Only lines containing the string "extensions" belong in the answer; find them in the records and copy them.

PROVIDED INFORMATION:
● ● ● ● ● ● ●

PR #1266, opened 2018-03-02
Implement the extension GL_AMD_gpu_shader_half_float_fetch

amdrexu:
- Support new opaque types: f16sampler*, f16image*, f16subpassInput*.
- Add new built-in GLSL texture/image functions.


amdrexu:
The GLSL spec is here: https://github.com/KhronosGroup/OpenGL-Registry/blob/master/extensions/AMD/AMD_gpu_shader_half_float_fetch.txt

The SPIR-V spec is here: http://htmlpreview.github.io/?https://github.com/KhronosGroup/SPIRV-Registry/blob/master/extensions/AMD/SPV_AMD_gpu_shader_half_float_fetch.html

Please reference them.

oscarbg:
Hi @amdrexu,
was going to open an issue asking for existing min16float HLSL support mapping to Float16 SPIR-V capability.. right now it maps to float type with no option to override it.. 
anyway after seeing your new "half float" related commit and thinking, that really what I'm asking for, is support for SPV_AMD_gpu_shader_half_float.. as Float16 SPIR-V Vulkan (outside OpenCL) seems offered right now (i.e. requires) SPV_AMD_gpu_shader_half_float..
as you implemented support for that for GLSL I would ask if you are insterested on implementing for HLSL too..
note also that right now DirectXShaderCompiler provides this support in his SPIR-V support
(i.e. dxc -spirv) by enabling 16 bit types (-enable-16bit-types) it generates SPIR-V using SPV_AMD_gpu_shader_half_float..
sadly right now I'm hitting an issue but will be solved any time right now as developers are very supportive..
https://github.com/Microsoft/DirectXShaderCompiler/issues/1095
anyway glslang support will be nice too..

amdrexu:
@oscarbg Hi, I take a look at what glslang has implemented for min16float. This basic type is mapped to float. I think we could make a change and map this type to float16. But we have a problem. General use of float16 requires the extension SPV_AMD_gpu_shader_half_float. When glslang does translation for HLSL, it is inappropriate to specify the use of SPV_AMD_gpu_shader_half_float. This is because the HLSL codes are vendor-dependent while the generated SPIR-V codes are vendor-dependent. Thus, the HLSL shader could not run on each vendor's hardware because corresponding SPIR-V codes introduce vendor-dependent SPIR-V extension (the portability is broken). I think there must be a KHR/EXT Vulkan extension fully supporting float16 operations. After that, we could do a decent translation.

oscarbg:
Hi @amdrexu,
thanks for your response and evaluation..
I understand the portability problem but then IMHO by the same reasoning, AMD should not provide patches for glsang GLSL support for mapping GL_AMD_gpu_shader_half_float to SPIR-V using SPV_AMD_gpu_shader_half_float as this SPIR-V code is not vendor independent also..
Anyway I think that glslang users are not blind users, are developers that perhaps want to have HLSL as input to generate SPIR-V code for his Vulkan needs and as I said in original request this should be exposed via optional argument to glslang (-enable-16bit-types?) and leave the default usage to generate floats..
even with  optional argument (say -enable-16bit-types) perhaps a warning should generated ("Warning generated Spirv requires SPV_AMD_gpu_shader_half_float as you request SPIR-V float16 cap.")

● ● ● ● ● ● ●

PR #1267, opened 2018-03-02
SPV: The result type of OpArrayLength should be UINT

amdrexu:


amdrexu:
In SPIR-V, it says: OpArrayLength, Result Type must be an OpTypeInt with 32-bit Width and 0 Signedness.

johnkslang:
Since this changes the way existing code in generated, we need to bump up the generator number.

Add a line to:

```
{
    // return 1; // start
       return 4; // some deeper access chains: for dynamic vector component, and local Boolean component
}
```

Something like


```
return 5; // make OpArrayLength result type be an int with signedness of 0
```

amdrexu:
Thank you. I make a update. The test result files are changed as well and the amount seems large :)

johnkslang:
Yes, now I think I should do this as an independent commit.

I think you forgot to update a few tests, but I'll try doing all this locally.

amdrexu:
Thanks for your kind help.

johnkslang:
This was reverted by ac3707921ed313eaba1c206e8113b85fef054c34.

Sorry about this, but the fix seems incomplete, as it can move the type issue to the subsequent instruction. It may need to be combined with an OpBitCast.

● ● ● ● ● ● ●

OUTPUT:
The GLSL spec is here: https://github.com/KhronosGroup/OpenGL-Registry/blob/master/extensions/AMD/AMD_gpu_shader_half_float_fetch.txt
The SPIR-V spec is here: http://htmlpreview.github.io/?https://github.com/KhronosGroup/SPIRV-Registry/blob/master/extensions/AMD/SPV_AMD_gpu_shader_half_float_fetch.html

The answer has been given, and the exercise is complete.